Saved entries

PR #192, opened 2023-10-05
Prioritize jobs by filling up scenarios, then seeds, then draws

patricktnast:
### Description

- *Category*: 
feature
- *JIRA issue*: [MIC-4569](https://jira.ihme.washington.edu/browse/MIC-4569)

### Changes and notes
 
This change allows psimulate runs to approximately prioritize jobs in the following order:
for a draw, seed pair, fill out all branch configurations
then for a draw fill out every seed
then fill out draws

It turns out that this is already the way that the jobs are ordered in the keyspace, so all we need to do is allocate them across queues round-robin rather than chunk the jobs into subsequences.
### Testing

Added a test that the job list is in input_draw, random_seed, branch_config order
added a test that jobs are allocated to queues in correct order


tests/psimulate/redis_dbs/test_registry.py
```diff
@@ -0,0 +1,25 @@
+import pytest
+
+from vivarium_cluster_tools.psimulate.redis_dbs.registry import RegistryManager
+
+
+@pytest.mark.parametrize("num_queues", [1, 5, 7, 10, 25, 50])
+@pytest.mark.parametrize("num_jobs", [1, 10, 1000, 2005, 10000, 20000])
```
rmudambi, line 7: How long does this test take to run? Do we really need such large numbers? If this is because of having 1000 jobs per queue, why not mock out that number and replace it with something smaller? That actually seems safer anyway, because the numbers you've chosen for test cases are based on that and would potentially not be as interesting if the DEFAULT_JOBS_PER_QUEUE were to change.

tests/psimulate/redis_dbs/test_registry.py
```diff
@@ -0,0 +1,25 @@
...
+    # mock the QueueManager class
+    mocker.patch("vivarium_cluster_tools.psimulate.redis_dbs.registry.QueueManager")
+    queues = [(f"queue_{i}", i) for i in range(num_queues)]
+    manager = RegistryManager(queues, 0)
+    # create a list of dummy jobs based on a list of 100 integers
+    jobs = [{"job": i} for i in range(num_jobs)]
+    # make a numpy array of all the jobs in every queue
+    jobs_by_queue = list(manager.allocate_jobs(jobs))
+    test_jobs = []
+    # Simulate the order that a single worker would pick up jobs round-robin
```
rmudambi, line 18: I'm having a hard time understanding what is happening here. Isn't what we care about that the `ith` element of each queue is less than the `i+1th` element of every queue for all `i`?

tests/psimulate/test_branches.py
```diff
@@ -52,3 +55,20 @@ def test_calculate_random_seeds_existing(seed_count):
...
+
+
+def test_keyspace_order():
+    ## divide an integer range of 15 into five bins
+    input_draw, random_seed, foo, bar, baz = [list(range(i, i + 3)) for i in range(0, 15, 3)]
+    branches = [
+        {"foo": foo, "bar": bar, "baz": baz} for foo, bar, baz in product(foo, bar, baz)
+    ]
+    # Define the correct ordering of the keyspace
+    ordered_keys = product(input_draw, random_seed, branches)
```
rmudambi, line 67: It's not clear to me what this ordering actually is. I believe you when you say it's what we want it to be, but is there a way to make this clearer?

rmudambi (commented):
The solution looks good, but I have some comments regarding the tests.

tests/psimulate/redis_dbs/test_registry.py
patricktnast: It takes about 2s when I run it. I didn't specifically choose the numbers based on the 1000 jobs per queue thing--#185 removed that and replaced it with a number of workers per queue, so queues now could have an arbitrary number of jobs. I just chose numbers that seemed like plausible real-world values. It probably doesn't need to include the 20000, i just chose the largest number I could that still took a few seconds to run.

patricktnast: removed some large values and added some smaller "pathological" ones

tests/psimulate/redis_dbs/test_registry.py
patricktnast: per conversation, I made the test do this instead

tests/psimulate/test_branches.py
patricktnast: I removed 'bar' and 'baz' and substituted a list comprehension for `product`--then, we don't have write out the list in full, but the ordering is more explicit based on the order of iterables.

tests/psimulate/redis_dbs/test_registry.py
```diff
@@ -0,0 +1,21 @@
+import pytest
+
+from vivarium_cluster_tools.psimulate.redis_dbs.registry import RegistryManager
+
+
+@pytest.mark.parametrize("num_queues", [1, 7, 10, 19, 37])
+@pytest.mark.parametrize("num_jobs", [1, 10, 42, 1337, 2023])
```
mattkappel, line 7: elite

tests/psimulate/test_branches.py
```diff
@@ -1,7 +1,10 @@
+from itertools import product
```
mattkappel, line 1: Doesn't look like you're using this anymore, right?

mattkappel (approved):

About this task =>
Go through the data above and copy all of it exactly.

Response area =>
PR #192, opened 2023-10-05
Prioritize jobs by filling up scenarios, then seeds, then draws

patricktnast:
### Description

- *Category*: 
feature
- *JIRA issue*: [MIC-4569](https://jira.ihme.washington.edu/browse/MIC-4569)

### Changes and notes
 
This change allows psimulate runs to approximately prioritize jobs in the following order:
for a draw, seed pair, fill out all branch configurations
then for a draw fill out every seed
then fill out draws

It turns out that this is already the way that the jobs are ordered in the keyspace, so all we need to do is allocate them across queues round-robin rather than chunk the jobs into subsequences.
### Testing

Added a test that the job list is in input_draw, random_seed, branch_config order
added a test that jobs are allocated to queues in correct order


tests/psimulate/redis_dbs/test_registry.py
```diff
@@ -0,0 +1,25 @@
+import pytest
+
+from vivarium_cluster_tools.psimulate.redis_dbs.registry import RegistryManager
+
+
+@pytest.mark.parametrize("num_queues", [1, 5, 7, 10, 25, 50])
+@pytest.mark.parametrize("num_jobs", [1, 10, 1000, 2005, 10000, 20000])
```
rmudambi, line 7: How long does this test take to run? Do we really need such large numbers? If this is because of having 1000 jobs per queue, why not mock out that number and replace it with something smaller? That actually seems safer anyway, because the numbers you've chosen for test cases are based on that and would potentially not be as interesting if the DEFAULT_JOBS_PER_QUEUE were to change.

tests/psimulate/redis_dbs/test_registry.py
```diff
@@ -0,0 +1,25 @@
...
+    # mock the QueueManager class
+    mocker.patch("vivarium_cluster_tools.psimulate.redis_dbs.registry.QueueManager")
+    queues = [(f"queue_{i}", i) for i in range(num_queues)]
+    manager = RegistryManager(queues, 0)
+    # create a list of dummy jobs based on a list of 100 integers
+    jobs = [{"job": i} for i in range(num_jobs)]
+    # make a numpy array of all the jobs in every queue
+    jobs_by_queue = list(manager.allocate_jobs(jobs))
+    test_jobs = []
+    # Simulate the order that a single worker would pick up jobs round-robin
```
rmudambi, line 18: I'm having a hard time understanding what is happening here. Isn't what we care about that the `ith` element of each queue is less than the `i+1th` element of every queue for all `i`?

tests/psimulate/test_branches.py
```diff
@@ -52,3 +55,20 @@ def test_calculate_random_seeds_existing(seed_count):
...
+
+
+def test_keyspace_order():
+    ## divide an integer range of 15 into five bins
+    input_draw, random_seed, foo, bar, baz = [list(range(i, i + 3)) for i in range(0, 15, 3)]
+    branches = [
+        {"foo": foo, "bar": bar, "baz": baz} for foo, bar, baz in product(foo, bar, baz)
+    ]
+    # Define the correct ordering of the keyspace
+    ordered_keys = product(input_draw, random_seed, branches)
```
rmudambi, line 67: It's not clear to me what this ordering actually is. I believe you when you say it's what we want it to be, but is there a way to make this clearer?

rmudambi (commented):
The solution looks good, but I have some comments regarding the tests.

tests/psimulate/redis_dbs/test_registry.py
patricktnast: It takes about 2s when I run it. I didn't specifically choose the numbers based on the 1000 jobs per queue thing--#185 removed that and replaced it with a number of workers per queue, so queues now could have an arbitrary number of jobs. I just chose numbers that seemed like plausible real-world values. It probably doesn't need to include the 20000, i just chose the largest number I could that still took a few seconds to run.

patricktnast: removed some large values and added some smaller "pathological" ones

tests/psimulate/redis_dbs/test_registry.py
patricktnast: per conversation, I made the test do this instead

tests/psimulate/test_branches.py
patricktnast: I removed 'bar' and 'baz' and substituted a list comprehension for `product`--then, we don't have write out the list in full, but the ordering is more explicit based on the order of iterables.

tests/psimulate/redis_dbs/test_registry.py
```diff
@@ -0,0 +1,21 @@
+import pytest
+
+from vivarium_cluster_tools.psimulate.redis_dbs.registry import RegistryManager
+
+
+@pytest.mark.parametrize("num_queues", [1, 7, 10, 19, 37])
+@pytest.mark.parametrize("num_jobs", [1, 10, 42, 1337, 2023])
```
mattkappel, line 7: elite

tests/psimulate/test_branches.py
```diff
@@ -1,7 +1,10 @@
+from itertools import product
```
mattkappel, line 1: Doesn't look like you're using this anymore, right?

mattkappel (approved):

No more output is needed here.